▶ Activity: Once you reach the line containing "- The UI should" in the entries below, write out that line and each one after it down to the line containing "- The upload", exactly and with nothing added.

[Data records]
[Start of Attachment]

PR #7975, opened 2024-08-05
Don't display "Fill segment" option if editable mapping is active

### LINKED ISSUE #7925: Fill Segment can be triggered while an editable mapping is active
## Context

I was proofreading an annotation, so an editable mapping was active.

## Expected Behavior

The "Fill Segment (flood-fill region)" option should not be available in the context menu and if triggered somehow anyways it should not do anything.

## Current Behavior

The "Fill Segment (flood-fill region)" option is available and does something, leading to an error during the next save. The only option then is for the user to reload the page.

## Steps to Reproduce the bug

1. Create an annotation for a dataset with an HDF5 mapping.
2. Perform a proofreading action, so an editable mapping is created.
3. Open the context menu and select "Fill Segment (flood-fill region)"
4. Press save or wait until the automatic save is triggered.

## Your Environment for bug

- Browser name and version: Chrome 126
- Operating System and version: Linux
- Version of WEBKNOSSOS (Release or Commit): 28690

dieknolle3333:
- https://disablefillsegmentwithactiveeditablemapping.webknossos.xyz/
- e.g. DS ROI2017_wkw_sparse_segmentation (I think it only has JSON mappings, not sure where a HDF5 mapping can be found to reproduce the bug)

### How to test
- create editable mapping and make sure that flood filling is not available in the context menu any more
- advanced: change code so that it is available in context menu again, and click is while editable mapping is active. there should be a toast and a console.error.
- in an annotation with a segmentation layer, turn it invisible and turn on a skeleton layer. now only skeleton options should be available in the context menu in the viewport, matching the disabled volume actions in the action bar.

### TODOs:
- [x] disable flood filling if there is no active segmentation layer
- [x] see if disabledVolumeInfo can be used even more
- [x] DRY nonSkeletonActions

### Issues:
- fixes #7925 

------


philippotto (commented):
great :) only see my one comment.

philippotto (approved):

[End of Attachment]
[Start of Attachment]

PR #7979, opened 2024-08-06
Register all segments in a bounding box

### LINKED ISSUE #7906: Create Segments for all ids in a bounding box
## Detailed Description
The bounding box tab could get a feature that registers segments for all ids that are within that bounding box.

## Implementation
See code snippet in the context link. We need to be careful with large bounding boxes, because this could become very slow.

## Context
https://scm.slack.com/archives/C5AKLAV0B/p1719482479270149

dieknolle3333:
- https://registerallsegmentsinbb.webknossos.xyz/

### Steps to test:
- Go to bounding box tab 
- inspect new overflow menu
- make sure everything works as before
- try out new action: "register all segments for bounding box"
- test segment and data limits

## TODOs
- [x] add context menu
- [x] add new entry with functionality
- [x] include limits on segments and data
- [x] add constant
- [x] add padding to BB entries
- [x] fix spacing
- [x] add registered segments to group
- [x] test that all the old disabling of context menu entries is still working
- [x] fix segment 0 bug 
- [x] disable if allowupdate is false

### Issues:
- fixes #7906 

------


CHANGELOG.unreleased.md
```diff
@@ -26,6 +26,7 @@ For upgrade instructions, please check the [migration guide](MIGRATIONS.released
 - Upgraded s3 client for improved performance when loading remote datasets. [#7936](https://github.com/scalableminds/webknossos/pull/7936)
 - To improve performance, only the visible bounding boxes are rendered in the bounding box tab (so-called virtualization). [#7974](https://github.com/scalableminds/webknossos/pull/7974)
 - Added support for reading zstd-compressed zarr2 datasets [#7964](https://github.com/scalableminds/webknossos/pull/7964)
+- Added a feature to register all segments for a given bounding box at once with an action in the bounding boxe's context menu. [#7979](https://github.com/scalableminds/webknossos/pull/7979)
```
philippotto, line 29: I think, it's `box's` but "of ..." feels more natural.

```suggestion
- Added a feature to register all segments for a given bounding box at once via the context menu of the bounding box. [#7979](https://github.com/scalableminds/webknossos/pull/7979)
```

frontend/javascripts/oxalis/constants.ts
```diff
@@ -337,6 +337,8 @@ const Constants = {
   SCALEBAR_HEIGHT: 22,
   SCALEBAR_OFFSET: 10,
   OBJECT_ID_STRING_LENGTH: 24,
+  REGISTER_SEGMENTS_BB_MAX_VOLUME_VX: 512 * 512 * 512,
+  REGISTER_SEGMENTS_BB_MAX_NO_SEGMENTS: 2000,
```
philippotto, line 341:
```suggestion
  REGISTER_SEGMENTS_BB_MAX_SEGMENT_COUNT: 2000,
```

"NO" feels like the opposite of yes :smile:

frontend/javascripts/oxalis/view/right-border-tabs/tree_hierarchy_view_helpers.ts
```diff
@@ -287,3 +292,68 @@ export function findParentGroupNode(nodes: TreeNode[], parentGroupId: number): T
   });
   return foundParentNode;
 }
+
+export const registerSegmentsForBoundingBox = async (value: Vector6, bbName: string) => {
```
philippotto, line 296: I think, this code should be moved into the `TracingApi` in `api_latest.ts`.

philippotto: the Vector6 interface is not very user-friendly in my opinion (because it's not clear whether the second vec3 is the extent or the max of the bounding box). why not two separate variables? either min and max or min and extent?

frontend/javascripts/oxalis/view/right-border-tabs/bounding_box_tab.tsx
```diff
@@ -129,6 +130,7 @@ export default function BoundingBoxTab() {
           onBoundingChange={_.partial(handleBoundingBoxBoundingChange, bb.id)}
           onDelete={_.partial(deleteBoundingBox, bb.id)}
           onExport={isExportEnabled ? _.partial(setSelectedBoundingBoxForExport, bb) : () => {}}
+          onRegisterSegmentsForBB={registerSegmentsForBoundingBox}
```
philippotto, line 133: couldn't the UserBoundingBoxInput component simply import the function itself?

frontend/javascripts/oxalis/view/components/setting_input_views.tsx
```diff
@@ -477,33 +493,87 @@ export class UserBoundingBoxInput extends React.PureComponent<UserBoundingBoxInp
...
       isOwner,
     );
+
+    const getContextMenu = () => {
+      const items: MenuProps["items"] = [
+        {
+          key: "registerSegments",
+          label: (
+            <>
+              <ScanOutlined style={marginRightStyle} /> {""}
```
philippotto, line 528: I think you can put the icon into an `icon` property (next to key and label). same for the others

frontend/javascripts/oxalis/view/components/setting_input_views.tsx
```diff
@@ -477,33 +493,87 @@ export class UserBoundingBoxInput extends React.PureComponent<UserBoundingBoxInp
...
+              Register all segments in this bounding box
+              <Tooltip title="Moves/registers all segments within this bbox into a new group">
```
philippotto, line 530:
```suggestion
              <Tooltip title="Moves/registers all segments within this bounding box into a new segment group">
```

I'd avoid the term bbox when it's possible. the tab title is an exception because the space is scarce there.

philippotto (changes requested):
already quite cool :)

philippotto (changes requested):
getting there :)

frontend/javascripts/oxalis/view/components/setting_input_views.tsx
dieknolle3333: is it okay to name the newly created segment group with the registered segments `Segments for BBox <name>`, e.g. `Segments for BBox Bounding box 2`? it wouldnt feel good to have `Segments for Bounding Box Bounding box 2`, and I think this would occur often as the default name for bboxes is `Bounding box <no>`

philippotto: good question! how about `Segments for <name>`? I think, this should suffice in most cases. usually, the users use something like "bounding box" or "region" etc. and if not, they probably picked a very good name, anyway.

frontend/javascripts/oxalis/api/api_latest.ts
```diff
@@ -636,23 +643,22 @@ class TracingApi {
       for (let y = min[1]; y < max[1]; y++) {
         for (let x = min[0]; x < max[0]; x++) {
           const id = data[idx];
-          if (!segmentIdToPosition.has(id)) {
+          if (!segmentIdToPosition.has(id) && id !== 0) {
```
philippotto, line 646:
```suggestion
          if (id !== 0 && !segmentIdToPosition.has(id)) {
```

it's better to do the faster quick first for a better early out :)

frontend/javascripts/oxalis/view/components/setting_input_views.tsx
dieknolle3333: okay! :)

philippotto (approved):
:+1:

[End of Attachment]
[Start of Attachment]

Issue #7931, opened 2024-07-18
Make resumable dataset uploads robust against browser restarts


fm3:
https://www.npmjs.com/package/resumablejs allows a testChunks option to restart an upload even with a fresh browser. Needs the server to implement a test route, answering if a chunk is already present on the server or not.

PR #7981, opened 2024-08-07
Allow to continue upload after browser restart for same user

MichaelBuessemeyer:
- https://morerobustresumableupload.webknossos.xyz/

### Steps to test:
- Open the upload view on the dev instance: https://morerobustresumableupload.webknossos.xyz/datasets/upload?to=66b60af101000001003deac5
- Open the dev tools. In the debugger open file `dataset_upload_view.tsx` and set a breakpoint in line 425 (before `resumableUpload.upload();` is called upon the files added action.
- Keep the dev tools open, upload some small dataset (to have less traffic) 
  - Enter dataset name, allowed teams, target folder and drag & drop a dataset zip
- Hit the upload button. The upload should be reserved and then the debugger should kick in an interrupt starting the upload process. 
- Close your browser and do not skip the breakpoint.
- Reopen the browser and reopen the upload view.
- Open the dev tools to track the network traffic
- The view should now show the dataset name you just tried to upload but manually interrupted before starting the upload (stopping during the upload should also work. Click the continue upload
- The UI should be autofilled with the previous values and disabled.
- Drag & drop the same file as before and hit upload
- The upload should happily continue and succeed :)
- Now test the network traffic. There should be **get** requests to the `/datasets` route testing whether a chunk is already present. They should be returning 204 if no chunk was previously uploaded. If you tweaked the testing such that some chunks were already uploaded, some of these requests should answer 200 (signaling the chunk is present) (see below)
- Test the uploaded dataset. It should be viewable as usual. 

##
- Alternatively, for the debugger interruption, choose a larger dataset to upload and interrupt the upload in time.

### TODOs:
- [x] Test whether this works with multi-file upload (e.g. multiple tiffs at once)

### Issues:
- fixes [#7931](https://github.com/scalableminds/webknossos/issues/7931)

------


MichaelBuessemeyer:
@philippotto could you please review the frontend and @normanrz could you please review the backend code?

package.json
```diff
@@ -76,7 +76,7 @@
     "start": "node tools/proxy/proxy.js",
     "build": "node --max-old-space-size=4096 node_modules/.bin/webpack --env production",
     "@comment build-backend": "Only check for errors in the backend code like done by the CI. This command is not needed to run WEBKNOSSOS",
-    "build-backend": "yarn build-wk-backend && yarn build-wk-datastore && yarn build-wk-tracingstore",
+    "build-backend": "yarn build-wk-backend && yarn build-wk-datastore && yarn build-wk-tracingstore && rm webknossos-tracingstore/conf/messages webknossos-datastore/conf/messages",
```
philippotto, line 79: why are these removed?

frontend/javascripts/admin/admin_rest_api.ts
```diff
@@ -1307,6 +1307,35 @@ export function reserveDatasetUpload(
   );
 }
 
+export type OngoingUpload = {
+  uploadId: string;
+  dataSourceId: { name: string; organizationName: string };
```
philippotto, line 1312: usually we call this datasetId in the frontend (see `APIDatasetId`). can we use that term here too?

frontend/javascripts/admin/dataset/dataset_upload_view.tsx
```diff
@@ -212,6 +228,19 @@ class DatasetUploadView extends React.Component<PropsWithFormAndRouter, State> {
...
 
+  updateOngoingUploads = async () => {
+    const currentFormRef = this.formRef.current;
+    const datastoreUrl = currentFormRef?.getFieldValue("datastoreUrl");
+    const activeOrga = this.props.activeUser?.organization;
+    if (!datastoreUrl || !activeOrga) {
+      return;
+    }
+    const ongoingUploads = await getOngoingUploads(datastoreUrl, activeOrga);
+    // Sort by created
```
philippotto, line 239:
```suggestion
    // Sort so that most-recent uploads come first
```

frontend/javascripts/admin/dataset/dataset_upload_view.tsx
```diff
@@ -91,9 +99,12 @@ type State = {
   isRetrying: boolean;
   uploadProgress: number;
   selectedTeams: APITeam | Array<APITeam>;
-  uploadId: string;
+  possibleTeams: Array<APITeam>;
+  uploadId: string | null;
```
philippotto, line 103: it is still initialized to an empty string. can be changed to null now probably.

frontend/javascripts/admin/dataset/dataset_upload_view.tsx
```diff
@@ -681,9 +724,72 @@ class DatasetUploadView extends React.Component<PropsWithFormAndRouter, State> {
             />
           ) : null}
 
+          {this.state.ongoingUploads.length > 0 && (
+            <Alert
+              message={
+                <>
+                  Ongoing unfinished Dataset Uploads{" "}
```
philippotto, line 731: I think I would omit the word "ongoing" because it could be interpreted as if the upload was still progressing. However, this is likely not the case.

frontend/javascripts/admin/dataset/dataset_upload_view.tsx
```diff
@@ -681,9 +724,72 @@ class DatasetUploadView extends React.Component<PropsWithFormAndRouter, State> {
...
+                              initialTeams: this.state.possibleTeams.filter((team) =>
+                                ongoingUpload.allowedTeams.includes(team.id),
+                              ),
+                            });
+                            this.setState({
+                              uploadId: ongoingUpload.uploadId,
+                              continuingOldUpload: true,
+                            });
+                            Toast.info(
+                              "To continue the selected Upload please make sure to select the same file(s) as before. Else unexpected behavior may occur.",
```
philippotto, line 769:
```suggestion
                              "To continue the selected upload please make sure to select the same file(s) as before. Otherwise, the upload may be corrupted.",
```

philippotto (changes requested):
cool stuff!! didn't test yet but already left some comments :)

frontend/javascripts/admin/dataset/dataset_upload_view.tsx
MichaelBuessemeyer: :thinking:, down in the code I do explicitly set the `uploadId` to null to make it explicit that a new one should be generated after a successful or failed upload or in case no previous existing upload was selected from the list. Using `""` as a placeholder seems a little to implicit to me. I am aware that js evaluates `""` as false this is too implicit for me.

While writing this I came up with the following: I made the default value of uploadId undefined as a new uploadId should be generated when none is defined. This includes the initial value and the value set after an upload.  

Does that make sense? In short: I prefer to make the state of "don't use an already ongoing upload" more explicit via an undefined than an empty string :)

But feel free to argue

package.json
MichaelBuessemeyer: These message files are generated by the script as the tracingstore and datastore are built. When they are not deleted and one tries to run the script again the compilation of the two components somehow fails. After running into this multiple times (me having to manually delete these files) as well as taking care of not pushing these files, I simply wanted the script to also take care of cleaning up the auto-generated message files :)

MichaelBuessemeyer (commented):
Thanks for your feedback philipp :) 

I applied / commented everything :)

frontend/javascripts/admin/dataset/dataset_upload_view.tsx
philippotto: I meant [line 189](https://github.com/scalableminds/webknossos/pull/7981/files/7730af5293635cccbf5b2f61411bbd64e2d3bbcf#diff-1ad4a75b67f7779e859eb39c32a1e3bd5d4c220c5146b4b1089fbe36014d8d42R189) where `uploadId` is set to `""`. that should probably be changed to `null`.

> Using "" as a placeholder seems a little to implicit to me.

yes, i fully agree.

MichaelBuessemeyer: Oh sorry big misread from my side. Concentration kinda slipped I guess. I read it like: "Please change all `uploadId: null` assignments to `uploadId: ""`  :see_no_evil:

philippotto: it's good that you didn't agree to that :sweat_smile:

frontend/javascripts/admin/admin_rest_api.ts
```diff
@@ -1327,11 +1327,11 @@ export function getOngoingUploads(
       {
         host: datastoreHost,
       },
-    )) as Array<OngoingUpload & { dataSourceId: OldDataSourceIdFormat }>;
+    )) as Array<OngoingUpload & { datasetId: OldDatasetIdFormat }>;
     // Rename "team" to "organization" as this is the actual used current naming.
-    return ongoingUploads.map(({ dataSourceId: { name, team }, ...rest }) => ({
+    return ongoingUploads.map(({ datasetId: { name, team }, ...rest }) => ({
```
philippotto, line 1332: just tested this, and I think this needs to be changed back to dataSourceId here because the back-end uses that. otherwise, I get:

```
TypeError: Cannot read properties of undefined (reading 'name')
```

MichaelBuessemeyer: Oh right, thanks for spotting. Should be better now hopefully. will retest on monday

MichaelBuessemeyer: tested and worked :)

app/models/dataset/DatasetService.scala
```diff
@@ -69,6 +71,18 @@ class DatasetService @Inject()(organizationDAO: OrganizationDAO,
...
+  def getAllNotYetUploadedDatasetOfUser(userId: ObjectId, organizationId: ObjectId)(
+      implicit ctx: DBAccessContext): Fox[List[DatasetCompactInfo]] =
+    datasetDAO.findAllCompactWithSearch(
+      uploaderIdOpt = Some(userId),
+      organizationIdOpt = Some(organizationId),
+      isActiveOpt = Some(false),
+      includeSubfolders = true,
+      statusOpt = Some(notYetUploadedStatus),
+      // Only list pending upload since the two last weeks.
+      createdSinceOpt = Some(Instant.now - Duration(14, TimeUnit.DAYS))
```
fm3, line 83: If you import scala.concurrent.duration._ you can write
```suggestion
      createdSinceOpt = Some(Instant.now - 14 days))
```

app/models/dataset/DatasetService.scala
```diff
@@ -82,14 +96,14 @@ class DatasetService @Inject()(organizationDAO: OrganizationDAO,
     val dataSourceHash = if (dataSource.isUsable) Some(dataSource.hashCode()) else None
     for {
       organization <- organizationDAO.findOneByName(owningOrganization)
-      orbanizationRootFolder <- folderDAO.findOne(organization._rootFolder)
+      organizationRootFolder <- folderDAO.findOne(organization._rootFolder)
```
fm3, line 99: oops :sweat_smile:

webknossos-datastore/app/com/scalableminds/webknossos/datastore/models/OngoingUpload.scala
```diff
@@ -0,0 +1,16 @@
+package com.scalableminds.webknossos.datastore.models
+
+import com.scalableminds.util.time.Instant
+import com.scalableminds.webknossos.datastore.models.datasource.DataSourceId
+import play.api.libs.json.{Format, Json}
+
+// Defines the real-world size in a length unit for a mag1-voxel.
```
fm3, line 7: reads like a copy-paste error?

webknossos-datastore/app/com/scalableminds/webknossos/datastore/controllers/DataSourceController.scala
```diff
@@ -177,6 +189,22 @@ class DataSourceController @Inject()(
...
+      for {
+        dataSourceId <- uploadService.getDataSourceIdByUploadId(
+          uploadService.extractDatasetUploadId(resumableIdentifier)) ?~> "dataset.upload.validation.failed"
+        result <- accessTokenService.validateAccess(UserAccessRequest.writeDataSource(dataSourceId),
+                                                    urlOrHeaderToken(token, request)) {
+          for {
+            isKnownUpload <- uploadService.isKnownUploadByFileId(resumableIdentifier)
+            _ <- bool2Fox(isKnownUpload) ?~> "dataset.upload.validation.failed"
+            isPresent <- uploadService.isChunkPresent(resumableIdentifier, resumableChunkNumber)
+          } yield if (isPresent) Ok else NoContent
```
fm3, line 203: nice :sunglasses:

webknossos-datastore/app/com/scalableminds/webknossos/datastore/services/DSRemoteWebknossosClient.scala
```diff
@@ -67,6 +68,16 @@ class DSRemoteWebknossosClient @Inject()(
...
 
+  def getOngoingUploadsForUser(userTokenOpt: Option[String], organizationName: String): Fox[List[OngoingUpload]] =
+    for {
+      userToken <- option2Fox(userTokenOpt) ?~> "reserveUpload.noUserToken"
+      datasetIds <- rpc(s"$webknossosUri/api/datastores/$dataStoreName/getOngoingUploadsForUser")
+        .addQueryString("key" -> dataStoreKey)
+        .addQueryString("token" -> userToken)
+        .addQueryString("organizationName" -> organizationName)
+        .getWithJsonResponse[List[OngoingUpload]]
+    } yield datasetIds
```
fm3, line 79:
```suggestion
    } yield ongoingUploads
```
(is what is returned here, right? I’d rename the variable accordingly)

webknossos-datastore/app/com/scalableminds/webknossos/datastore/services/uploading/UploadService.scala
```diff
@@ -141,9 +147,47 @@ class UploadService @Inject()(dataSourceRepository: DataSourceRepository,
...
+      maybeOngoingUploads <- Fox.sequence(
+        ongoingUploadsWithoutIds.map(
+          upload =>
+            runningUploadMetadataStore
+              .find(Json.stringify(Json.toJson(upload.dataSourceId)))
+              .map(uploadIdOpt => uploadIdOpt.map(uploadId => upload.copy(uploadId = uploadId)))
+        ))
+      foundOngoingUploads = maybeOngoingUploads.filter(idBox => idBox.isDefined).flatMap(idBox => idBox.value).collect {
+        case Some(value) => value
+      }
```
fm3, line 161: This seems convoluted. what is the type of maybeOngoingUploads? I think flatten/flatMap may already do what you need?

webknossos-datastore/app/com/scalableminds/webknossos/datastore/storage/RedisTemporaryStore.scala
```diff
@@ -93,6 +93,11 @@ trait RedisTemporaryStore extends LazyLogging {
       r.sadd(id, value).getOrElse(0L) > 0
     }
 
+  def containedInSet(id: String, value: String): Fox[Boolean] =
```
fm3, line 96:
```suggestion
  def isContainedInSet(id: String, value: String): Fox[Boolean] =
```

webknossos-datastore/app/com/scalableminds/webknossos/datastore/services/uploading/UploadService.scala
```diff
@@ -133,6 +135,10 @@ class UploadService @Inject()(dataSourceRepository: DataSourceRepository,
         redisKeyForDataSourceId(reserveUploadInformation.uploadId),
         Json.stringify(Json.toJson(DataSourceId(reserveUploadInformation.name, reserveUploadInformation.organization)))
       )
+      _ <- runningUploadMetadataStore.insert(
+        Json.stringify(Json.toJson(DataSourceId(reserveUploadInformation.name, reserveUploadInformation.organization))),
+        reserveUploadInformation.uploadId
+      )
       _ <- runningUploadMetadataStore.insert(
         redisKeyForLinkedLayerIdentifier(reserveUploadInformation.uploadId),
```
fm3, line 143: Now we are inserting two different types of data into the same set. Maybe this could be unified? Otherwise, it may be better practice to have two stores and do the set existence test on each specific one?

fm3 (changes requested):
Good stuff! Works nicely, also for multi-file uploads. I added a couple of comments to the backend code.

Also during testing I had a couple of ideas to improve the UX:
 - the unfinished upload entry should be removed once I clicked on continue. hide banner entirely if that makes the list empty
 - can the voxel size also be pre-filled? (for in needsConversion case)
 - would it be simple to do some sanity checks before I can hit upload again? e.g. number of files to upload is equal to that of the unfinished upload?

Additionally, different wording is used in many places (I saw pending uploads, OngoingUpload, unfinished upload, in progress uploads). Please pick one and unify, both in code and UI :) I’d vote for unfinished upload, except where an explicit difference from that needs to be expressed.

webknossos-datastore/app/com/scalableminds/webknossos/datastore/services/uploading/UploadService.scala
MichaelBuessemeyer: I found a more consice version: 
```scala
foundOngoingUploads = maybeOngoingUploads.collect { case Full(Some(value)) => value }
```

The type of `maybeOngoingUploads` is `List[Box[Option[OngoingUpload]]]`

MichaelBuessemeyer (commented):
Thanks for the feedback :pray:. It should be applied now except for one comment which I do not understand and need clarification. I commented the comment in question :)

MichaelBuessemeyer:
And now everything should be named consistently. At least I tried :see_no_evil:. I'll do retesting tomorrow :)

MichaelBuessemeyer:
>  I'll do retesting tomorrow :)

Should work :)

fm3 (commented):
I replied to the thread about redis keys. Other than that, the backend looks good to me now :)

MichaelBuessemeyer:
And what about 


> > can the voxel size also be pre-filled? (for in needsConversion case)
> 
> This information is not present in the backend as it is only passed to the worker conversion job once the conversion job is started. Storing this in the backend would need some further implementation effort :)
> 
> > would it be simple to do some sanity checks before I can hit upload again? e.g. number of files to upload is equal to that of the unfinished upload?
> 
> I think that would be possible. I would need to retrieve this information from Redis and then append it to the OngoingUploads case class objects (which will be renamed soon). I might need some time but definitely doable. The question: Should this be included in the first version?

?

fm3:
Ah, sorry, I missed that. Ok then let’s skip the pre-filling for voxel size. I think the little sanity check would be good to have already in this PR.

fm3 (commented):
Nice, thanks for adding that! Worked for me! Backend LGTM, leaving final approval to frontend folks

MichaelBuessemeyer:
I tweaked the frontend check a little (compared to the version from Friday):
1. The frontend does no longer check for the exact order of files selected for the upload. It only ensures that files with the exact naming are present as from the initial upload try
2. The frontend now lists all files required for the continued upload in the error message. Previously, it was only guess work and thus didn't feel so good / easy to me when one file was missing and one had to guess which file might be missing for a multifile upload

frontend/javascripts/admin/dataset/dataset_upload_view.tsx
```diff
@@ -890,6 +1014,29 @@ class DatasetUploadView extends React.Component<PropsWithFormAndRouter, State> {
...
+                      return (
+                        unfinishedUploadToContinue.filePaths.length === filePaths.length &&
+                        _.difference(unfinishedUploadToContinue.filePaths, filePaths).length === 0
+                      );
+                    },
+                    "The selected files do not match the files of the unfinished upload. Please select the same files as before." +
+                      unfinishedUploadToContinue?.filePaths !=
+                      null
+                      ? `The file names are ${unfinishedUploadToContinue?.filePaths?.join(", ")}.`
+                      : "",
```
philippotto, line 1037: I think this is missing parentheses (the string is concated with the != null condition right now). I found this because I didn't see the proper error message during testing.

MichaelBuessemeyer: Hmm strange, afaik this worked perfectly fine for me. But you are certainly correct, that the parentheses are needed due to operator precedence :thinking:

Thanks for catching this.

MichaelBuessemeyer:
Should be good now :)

[End of Attachment]

▶ Solution below:
- The UI should be autofilled with the previous values and disabled.
- Drag & drop the same file as before and hit upload
- The upload should happily continue and succeed :)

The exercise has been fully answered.